When you browse a mining model in Analysis Services, the model is displayed on the Mining Model Viewer tab of Data Mining Designer, using the appropriate viewer for the model.
The Microsoft Cluster Viewer provides the following tabs for use in exploring clustering mining models:
The Cluster Diagram tab of the Microsoft Cluster Viewer displays all the clusters that are in a mining model. The shading of the line that connects one cluster to another represents the strength of the similarity of the clusters. If the shading is light or nonexistent, the clusters are not very similar. As the line becomes darker, the similarity of the links becomes stronger. You can adjust how many lines the viewer shows by adjusting the slider to the right of the clusters. Lowering the slider shows only the strongest links.
By default, the shade represents the population of the cluster. By using the Shading Variable and State options, you can select which attribute and state pair the shading represents. The darker the shading, the greater the attribute distribution is for a specific state. The distribution decreases as the shading gets lighter.
To rename a cluster, right-click its node and select Rename Cluster. The new name is persisted to the server.
To copy the visible section of the diagram to the Clipboard, click Copy Graph View. To copy the complete diagram, click Copy Entire Graph. You can also zoom in and out by using Zoom In and Zoom Out, or you can fit the diagram to the screen by using Scale Diagram to Fit in Window.
The Cluster Profiles tab provides an overall view of the clusters that the algorithm in your model creates. This view displays each attribute, together with the distribution of the attribute in each cluster. An InfoTip for each cell displays the distribution statistics, and an InfoTip for each column heading displays the cluster population. Discrete attributes are shown as colored bars, and continuous attributes are shown as a diamond chart that represents the mean and standard deviation in each cluster. The Histogram bars option controls the number of bars that are visible in the histogram. If more bars exist than you choose to display, the bars of highest importance are retained, and the remaining bars are grouped together into a gray bucket.

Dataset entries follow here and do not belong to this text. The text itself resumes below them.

PR #6, opened 2016-01-29
[JENKINS-32493] Adapt to new parent POM.

andresrc:
* [x] Adapt POM to new plugin parent POM.
* [x] Adapt Jelly to pass injected tests.
* [x] Adapt Javadoc to build under Java 8.
* [x] Some stream closing clean up.
* [x] Remove TODOs related to using `ExtensionList.lookup` where applicable.

### DIFF
--- a/src/main/java/jenkins/scm/api/SCMSourceOwners.java
+++ b/src/main/java/jenkins/scm/api/SCMSourceOwners.java
@@ -23,6 +23,7 @@
  */
 package jenkins.scm.api;
 
+import com.google.common.collect.Iterators;
 import edu.umd.cs.findbugs.annotations.NonNull;
 import hudson.Extension;
 import hudson.ExtensionPoint;
@@ -69,7 +70,7 @@ public abstract class SCMSourceOwners implements ExtensionPoint, Iterable<SCMSou
         public Iterator<SCMSourceOwner> iterator() {
             Jenkins j = Jenkins.getInstance(); // TODO 1.590+ getActiveInstance
             if (j == null) {
-                return Collections.emptyIterator();
+                return Iterators.emptyIterator();
             }
             return j.getAllItems(SCMSourceOwner.class).iterator();
         }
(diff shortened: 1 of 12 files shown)


andresrc:
@reviewbybees

src/main/java/jenkins/scm/api/SCMSourceOwners.java
```diff
@@ -69,7 +70,7 @@
         public Iterator<SCMSourceOwner> iterator() {
             Jenkins j = Jenkins.getInstance(); // TODO 1.590+ getActiveInstance
```
amuniz: Since you are cleaning up things, you could clean this one too (core is bumped to 1.596.1 in this PR).

andresrc: In this case, using `getActiveInstance` changes behavior: exception instead of graceful fallback with an empty iterator. I'm cleaning up other TODOs that don't change bechavior.

amuniz:
:bee:

andresrc:
@reviewbybees done

stephenc:
:+1: as maintainer

src/main/java/jenkins/scm/api/SCMSourceOwners.java
jglick: Regardless of the final behavior you select, leaving in a TODO comment referring to a Jenkins version you are now past is a clear mistake. If you intend to retain the null check, then the comment should be deleted.

stephenc: @andresrc 
Answer the following questions please:

* Is this code running in a plugin?
* Is this code only ever running in the same JVM as the Jenkins singleton?

If the answer to the above two questions are both yes (and let's be fair here, the first one has to be a yes) then `Jenkins.getInstance()` will **never** be `null` (or if it is `null` then that is a bug in Jenkins core)

So either 
* this is a class that is not intended to be called from slave agent JVMs, in which case you should use `Jenkins.getActiveInstance()` or 
* this is a class that is intended to be called from slave agent JVMs, in which case go away and rewrite this not to use the `Jenkins` class as we should not be loading the `Jenkins` class into slave agent JVMs...

Once you unpin that logic bomb, you will most likely be just using `Jenkins.getActiveInstance()` ;-)

I am expecting a follow-up PR

jglick: Obviously it is not to be called from slave agent JVMs. My only concern would be calls made during shutdown. I do not _think_ there should be any, since normally this method would be called in the context of an HTTP request handler thread (from an SCM webhook). We _do_ wait for all pending HTTP requests to complete before terminating, right @stephenc? …

PR #8, opened 2016-03-10
Clean up after PR#6

andresrc:
Follow up to https://github.com/jenkinsci/scm-api-plugin/pull/6

That PR upgrades the baseline but did not address `TODO` comments pending on such upgrade.

This PR fixes this. Some small additional cleanups (substitute deprecated findbugs annotations) are also included in the modified files.

Thanks @stephenc and @jglick for comments on the previous PR.

@reviewbybees

### DIFF
--- a/src/main/java/jenkins/scm/api/SCMHead.java
+++ b/src/main/java/jenkins/scm/api/SCMHead.java
@@ -38,7 +38,6 @@ import java.util.Collections;
 import java.util.List;
 import java.util.logging.Level;
 import java.util.logging.Logger;
-import jenkins.model.Jenkins;
 import jenkins.model.TransientActionFactory;
 import jenkins.scm.api.actions.ChangeRequestAction;
 import org.kohsuke.stapler.export.Exported;
@@ -143,15 +142,12 @@ public class SCMHead implements Comparable<SCMHead>, Serializable {
     @Exported(name="actions")
     public List<? extends Action> getAllActions() {
         List<Action> actions = new ArrayList<Action>();
-        Jenkins j = Jenkins.getInstance(); // TODO 1.572+ ExtensionList.lookup
-        if (j != null) {
-            for (TransientActionFactory<?> taf : j.getExtensionList(TransientActionFactory.class)) {
-                if (taf.type().isInstance(this)) {
-                    try {
-                        actions.addAll(createFor(taf));
-                    } catch (Exception e) {
-                        LOGGER.log(Level.SEVERE, "Could not load actions from " + taf + " for " + this, e);
-                    }
+        for (TransientActionFactory<?> taf : ExtensionList.lookup(TransientActionFactory.class)) {
+            if (taf.type().isInstance(this)) {
+                try {
+                    actions.addAll(createFor(taf));
+                } catch (Exception e) {
+                    LOGGER.log(Level.SEVERE, "Could not load actions from " + taf + " for " + this, e);
                 }
             }
         }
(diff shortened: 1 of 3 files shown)


armfergom:
Looking at comments in previous PR (#6), this LGTM :bee:

src/main/java/jenkins/scm/api/SCMHead.java
```diff
@@ -38,12 +36,14 @@
...
 import java.util.logging.Level;
 import java.util.logging.Logger;
-import jenkins.model.Jenkins;
 import jenkins.model.TransientActionFactory;
 import jenkins.scm.api.actions.ChangeRequestAction;
 import org.kohsuke.stapler.export.Exported;
 import org.kohsuke.stapler.export.ExportedBean;
 
+import javax.annotation.CheckForNull;
+import javax.annotation.Nonnull;
```
jglick: I suspect @stephenc will bug this.

src/main/java/jenkins/scm/api/SCMHead.java
```diff
@@ -139,19 +139,16 @@ public String toString() {
...
-        Jenkins j = Jenkins.getInstance(); // TODO 1.572+ ExtensionList.lookup
-        if (j != null) {
-            for (TransientActionFactory<?> taf : j.getExtensionList(TransientActionFactory.class)) {
-                if (taf.type().isInstance(this)) {
-                    try {
-                        actions.addAll(createFor(taf));
-                    } catch (Exception e) {
-                        LOGGER.log(Level.SEVERE, "Could not load actions from " + taf + " for " + this, e);
-                    }
+        for (TransientActionFactory<?> taf : ExtensionList.lookup(TransientActionFactory.class)) {
```
jglick: Thanks, this was actually from my PR, filed before yours was merged IIRC.

src/main/java/jenkins/scm/api/SCMHead.java
stephenc: :bug:

stephenc:
JSR-305 is dormant, has been for a long while and shows no hope of ever producing an agreed set of annotations. Further more these annotations use javax. packages which it is not possible to use according to the Oracle Java binary licence, so applications can not use and ship these dependencies along with a JRE without violating the Oracle agreement.

> F. JAVA TECHNOLOGY RESTRICTIONS. You may not create, modify, or change the behavior of, or authorize your licensees to create, modify, or change the behavior of, classes, interfaces, or subpackages that are in any way identified as "java", "javax", "sun", “oracle” or similar convention as specified by Oracle in any naming convention designation.

The JSR-305 group has not defined any official releases according to its JSR page so the only implementations is a seemingly random implementation provided by the FindBugs team. Even if the Findbugs team were experts on the JSR (which some where) they are not official as there has been no vote and are not available from the JSR hompage - so the javax package name restriction still applies.

----

By using `javax` annotations bundled in jenkins.war we basically break the Oracle license in at least the docker image for Jenkins.

:bug:

BTW I am going to be filing a PR against Jenkins core that switches every annotation to a safe variant, e.g. the `edu.umd` one

andresrc:
@stephenc is there a safe non-deprecated variant?

stephenc:
Ignore the `@Deprecated`, there is [work on reversing that *or* getting the JSR revived](https://sourceforge.net/p/findbugs/bugs/1398/) /cc @jtnord

andresrc:
@stephenc Addressed and rebased.

andresrc:
@reviewbybees again esp. @stephenc

src/main/java/jenkins/scm/api/SCMHead.java
amuniz: Why is this change here?

andresrc: I was cleaning up `TODO`s and we are now 1.572+

amuniz: Ok, missed the comment.

jglick:
:bee:

recena:
@andresrc Maybe this should be included in `scm-api-1.2`, my mistake /cc @stephenc

PR #9, opened 2016-04-05
[JENKINS-33808] New API for support Item Categorization

recena:
[JENKINS-33808](https://issues.jenkins-ci.org/browse/JENKINS-33808)

@reviewbybees


src/main/java/jenkins/scm/api/SCMNavigatorDescriptor.java
```diff
@@ -40,6 +40,12 @@ protected SCMNavigatorDescriptor(Class<? extends SCMNavigator> clazz) {
         super(clazz);
     }
 
+    public abstract String getDescription();
```
jglick: :bug: missing Javadoc (3×).

src/main/java/jenkins/scm/api/SCMNavigatorDescriptor.java
```diff
@@ -40,6 +40,12 @@ protected SCMNavigatorDescriptor(Class<? extends SCMNavigator> clazz) {
...
+
+    public abstract String getCategoryId();
```
jglick: :bug: (3×) should probably be marked `@Nullable` in that a non-null return value is requested only if also returning non-null from `newInstance` (whose Javadoc should also be updated to note that creating a `newInstanceDetail` view is unnecessary if you implement `getDescription`).

src/main/java/jenkins/scm/api/SCMNavigatorDescriptor.java
```diff
@@ -40,6 +40,12 @@ protected SCMNavigatorDescriptor(Class<? extends SCMNavigator> clazz) {
...
+
+    public abstract String getIconFilePathPattern();
```
jglick: :bug: (3×) for introducing an `abstract` method. Should make it concrete and return null by default.

jglick:
:bug: define a default `newInstanceDetail.jelly`

recena:
@jglick some comments were addressed [here](https://github.com/jenkinsci/scm-api-plugin/pull/9/commits/4996fc14cbc6d1b36b91f4716954f1f79c76e932)

src/main/java/jenkins/scm/api/SCMNavigatorDescriptor.java
recena: @jglick What is the problem here?

jglick: You may not add `abstract` methods to an interface like this. It would not be compatible for existing subtypes.

src/main/java/jenkins/scm/api/SCMNavigatorDescriptor.java
```diff
@@ -41,6 +42,40 @@ protected SCMNavigatorDescriptor(Class<? extends SCMNavigator> clazz) {
...
     /**
+     * A description of this kind of {@link SCMNavigator}. This description can contain HTML code but it is recommend
+     * to use text plain in order to avoid how it should be represented.
+     *
+     * @return A string, by default the value from newInstanceDetail view is taken.
+     *
+     * @since TODO
+     */
+    @Nonnull
+    public abstract String getDescription();
```
jglick: :bug: incompatible

src/main/java/jenkins/scm/api/SCMNavigatorDescriptor.java
```diff
@@ -41,6 +42,40 @@ protected SCMNavigatorDescriptor(Class<? extends SCMNavigator> clazz) {
...
+     *
+     * @since TODO
+     */
+    @CheckForNull
+    public abstract String getIconFilePathPattern();
+
+    /**
      * Creates a default navigator, if there should be one displayed.
      * May be interpreted by {@code jenkins.branch.SpecificDescriptor}.
      * If returning non-null, you may also provide a {@code newInstanceDetail} view as per {@link TopLevelItemDescriptor}.
```
jglick: This should rather recommend returning the description from `getDescription`.

src/main/java/jenkins/scm/api/SCMNavigatorDescriptor.java
recena: @jglick After this [commit](https://github.com/jenkinsci/scm-api-plugin/pull/9/commits/5b289d622c0619298c33d0d5c8bba0ec338a7b08) I have to work in this method.

src/main/java/jenkins/scm/api/SCMNavigatorDescriptor.java
```diff
@@ -41,6 +42,46 @@ protected SCMNavigatorDescriptor(Class<? extends SCMNavigator> clazz) {
     }
 
     /**
+     * A description of this kind of {@link SCMNavigator}. This description can contain HTML code but it is recommend
```
jglick: recommended

src/main/resources/jenkins/scm/impl/SingleSCMNavigator/newInstanceDetail.jelly
```diff
@@ -0,0 +1,28 @@
...
+FITNESS FOR A PARTICULAR PURPOSE AND NONINFRINGEMENT. IN NO EVENT SHALL THE
+AUTHORS OR COPYRIGHT HOLDERS BE LIABLE FOR ANY CLAIM, DAMAGES OR OTHER
+LIABILITY, WHETHER IN AN ACTION OF CONTRACT, TORT OR OTHERWISE, ARISING FROM,
+OUT OF OR IN CONNECTION WITH THE SOFTWARE OR THE USE OR OTHER DEALINGS IN
+THE SOFTWARE.
+-->
+
+<?jelly escape-by-default='true'?>
+<j:jelly xmlns:j="jelly:core">
+  <j:out value="${it.description}"/>
```
jglick: :ant: why the override? This should be inherited from the parent.

src/main/java/jenkins/scm/api/SCMNavigatorDescriptor.java
```diff
@@ -41,6 +42,46 @@ protected SCMNavigatorDescriptor(Class<? extends SCMNavigator> clazz) {
...
+     * to use text plain in order to avoid how it should be represented.
+     *
+     * @return A string, by default the value from newInstanceDetail view is taken.
```
jglick: :ant: description of the default value is incorrect.

src/main/resources/jenkins/scm/api/Messages.properties
```diff
@@ -21,3 +21,5 @@
 # OUT OF OR IN CONNECTION WITH THE SOFTWARE OR THE USE OR OTHER DEALINGS IN
 # THE SOFTWARE.
 #
+
+SCMNavigator.Description=Default implementation
```
jglick: :ant: meaningless to a user. Why not say something vague like

> A collection of SCM repositories.

that would stand some chance of being correct?

src/main/java/jenkins/scm/api/SCMNavigatorDescriptor.java
```diff
@@ -41,6 +42,46 @@ protected SCMNavigatorDescriptor(Class<? extends SCMNavigator> clazz) {
...
+    /**
+     * Used to categorize this kind of {@link SCMNavigator}.
+     *
+     * @return A string with the category identifier.
+     *
+     * @since 1.2
+     */
+    @Nonnull
+    public String getCategoryId() {
+        return "uncategorized";
```
jglick: Should this not be `nested-projects`?

src/main/java/jenkins/scm/api/SCMNavigatorDescriptor.java
```diff
@@ -41,6 +42,46 @@ protected SCMNavigatorDescriptor(Class<? extends SCMNavigator> clazz) {
...
+     */
+    @Nonnull
+    public String getDescription() {
+        return Messages.SCMNavigator_Description();
+    }
+
+    /**
+     * Used to categorize this kind of {@link SCMNavigator}.
+     *
+     * @return A string with the category identifier.
```
jglick: :ant: link to `TopLevelItemDescriptor.getCategoryId`

src/main/java/jenkins/scm/api/SCMNavigatorDescriptor.java
```diff
@@ -41,6 +42,46 @@ protected SCMNavigatorDescriptor(Class<? extends SCMNavigator> clazz) {
...
+        return "uncategorized";
+    }
+
+    /**
+     * Represents a file path pattern to get the Item icon in different sizes.
+     *
+     * For example: plugin/plugin-shortname/images/:size/item.png, where {@code :size} represents the different
+     * icon sizes used commonly in Jenkins project: 16x16, 24x24, 32x32 or 48x48
+     *
+     * @return A string or null if it is not defined.
```
jglick: :ant: Javadoc link

src/main/java/jenkins/scm/api/SCMNavigatorDescriptor.java
jglick: :ant: Javadoc link

src/main/java/jenkins/scm/impl/SingleSCMNavigator.java
```diff
@@ -72,7 +72,12 @@ public void visitSources(SCMSourceObserver observer) throws IOException, Interru
 
         @Override
         public String getDisplayName() {
-            return "Single Repository";
+            return Messages.SingleSCMSource_DisplayName();
+        }
+
+        @Override
+        public String getDescription() {
+            return Messages.SingleSCMSource_Description();
```
jglick: :ant: pointless to override this, since it returns null from `newInstance` so this method will never be called.

jglick: (Which the Javadoc in the superclass should mention.)

src/main/java/jenkins/scm/api/SCMNavigatorDescriptor.java
recena: @jglick I don't like to write references to methods that only makes sense if you upgrade the baseline.

recena: @jglick In fact, the `mvn deploy` will fail generating the javadoc.

recena:
@jglick Do you agree with the changes?

src/main/java/jenkins/scm/api/SCMNavigatorDescriptor.java
jglick: Obviously you cannot use `@link`, but you _can_ use `@code` and leave a TODO comment to hyperlink it later.

src/main/java/jenkins/scm/api/SCMNavigatorDescriptor.java
```diff
@@ -41,9 +42,51 @@ protected SCMNavigatorDescriptor(Class<? extends SCMNavigator> clazz) {
     }
 
     /**
+     * A description of this kind of {@link SCMNavigator}. This description can contain HTML code but it is recommended
+     * to use text plain in order to avoid how it should be represented.
```
jglick: :ant: Javadoc link

src/main/java/jenkins/scm/api/SCMNavigatorDescriptor.java
```diff
@@ -84,7 +84,9 @@ public String getIconFilePathPattern() {
     /**
      * Creates a default navigator, if there should be one displayed.
      * May be interpreted by {@code jenkins.branch.SpecificDescriptor}.
```
jglick: BTW this class name is obsolete.

src/main/java/jenkins/scm/api/SCMNavigatorDescriptor.java
```diff
@@ -84,7 +84,9 @@ public String getIconFilePathPattern() {
...
-     * If returning non-null, you may also provide a {@code newInstanceDetail} view as per {@link TopLevelItemDescriptor}.
+     * If returning non-null, you may also provide a {@code newInstanceDetail} view as per {@link TopLevelItemDescriptor}
+     * and implement {@link SCMNavigatorDescriptor#getDescription()}.
```
jglick: Why would you implement `getDescription` if providing a `newInstanceDetail`? That description would not be used, AFAICT.

src/main/java/jenkins/scm/api/SCMNavigatorDescriptor.java
jglick: (resolved)

src/main/java/jenkins/scm/api/SCMNavigatorDescriptor.java
jglick: I think what you meant was that if you are returning non-null from `newInstance`, you should _either_ override `getDescription`, _or_ provide a `newInstanceDetail` with a more specialized appearance.

jglick: (:ant:)

jglick:
:bee:

src/main/java/jenkins/scm/api/SCMNavigatorDescriptor.java
jglick: …though IIRC in Jenkins 2, `newInstanceDetail` is only loaded for compatibility in case `getDescription` is not overridden, so we could perhaps ask the implementor to override `getDescription` and not even mention `newInstanceDetail`.

jglick: And it might be worth pointing out in the three new methods that they will not be used unless you return something from `newInstance`. In other words, if leaving `newInstance` to return null, you need not bother overriding the new methods.

jglick:
:bee:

You can change the default names of the clusters, to make the names more descriptive. Rename a cluster by right-clicking its column heading and selecting Rename cluster. You can also hide clusters by selecting Hide column.
To open a window that provides a larger, more detailed view of the clusters, double-click either a cell in the States column or a histogram in the viewer.
Click a column heading to sort the attributes in order of importance for that cluster. You can also drag columns to reorder them in the viewer.
To use the Cluster Characteristics tab, select a cluster from the Cluster list. After you select a cluster, you can examine the characteristics that make up that specific cluster. The attributes that the cluster contains are listed in the Variables columns, and the state of the listed attribute is listed in the Values column. Attribute states are listed in order of importance, described by the probability that they will appear in the cluster. The probability is shown in the Probability column.
You can use the Cluster Discrimination tab to compare attributes between two clusters. Use the Cluster 1 and Cluster 2 lists to select the clusters to compare. The viewer determines the most important differences between the clusters, and displays the attribute states that are associated with the differences, in order of importance. A bar to the right of the attribute shows which cluster the state favors, and the size of the bar shows how strongly the state favors the cluster.